* _Work instructions_:
Write out each line of the material below exactly as given.

------------------------------------

PR #2574, opened 2026-07-13
fix(stream): emit client keepalive on silent upstream IVT-0666

nhattran998:
## Summary

- Prevents client-side `Response stalled mid-stream` errors when sub-agents return large output to the main agent (huge prompt → slow upstream TTFT → client watchdog fires while 9router is silent).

------------------------------------

* _Exercise output_:
PR #2574, opened 2026-07-13
fix(stream): emit client keepalive on silent upstream IVT-0666

nhattran998:
## Summary

- Prevents client-side `Response stalled mid-stream` errors when sub-agents return large output to the main agent (huge prompt → slow upstream TTFT → client watchdog fires while 9router is silent).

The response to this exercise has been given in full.